Data items:
PR #4692, opened 2025-04-23
removes lava lake biome from lava worlds

generalthrax:
## About The Pull Request

removes the lava lake biome from lava worlds. lava still generates but not in extremely laggy oceans that you can possibly spawn in the middle of

## Why It's Good For The Game

image

## Changelog

:cl:
del: Removed lava lake biome from lavaworld generation
/:cl:

### DIFF
--- a/code/datums/mapgen/planetary/LavaGenerator.dm
+++ b/code/datums/mapgen/planetary/LavaGenerator.dm
@@ -285,7 +285,3 @@
 		/obj/structure/flora/ash/tall_shroom = 2,
 	)
 
-/datum/biome/cave/lavaland/lava
-	open_turf_types = list(/turf/open/lava/smooth/lava_land_surface = 1)
-	feature_spawn_chance = 1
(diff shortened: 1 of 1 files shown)


FalloutFalcon:
The only reason its even laggy is the amount of particles. I think we should really just reduce those. (mabye mabye it a prob chance lava even creates a particle generator)

generalthrax:
Lava will still generate. Just removes the biome that lets you land your ship in the middle of like 50 tiles of lava in all directions preventing you from interacting with the planet

FalloutFalcon:
I think its kind an awesome "setpiece" provided we make it easier to build over. I would honestly be fine with making it so you can print those lava proof rods or something.

generalthrax:
I'll let this sit since removing particles or changing lava rods is a bit out of scope, and I recall there being interest in culling this biome anyways.

generalthrax:
After about a week of thinking theres probably a better way to approach this now that the particles were tuned down. I'll probably open another pr letting you tile over them with normal rods instead of needing lavaproof.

▸ YOUR OBJECTIVE:
Lines that contain "planetary" are the result; find them in the entries above and copy each one.

▸ REPLY:
--- a/code/datums/mapgen/planetary/LavaGenerator.dm
+++ b/code/datums/mapgen/planetary/LavaGenerator.dm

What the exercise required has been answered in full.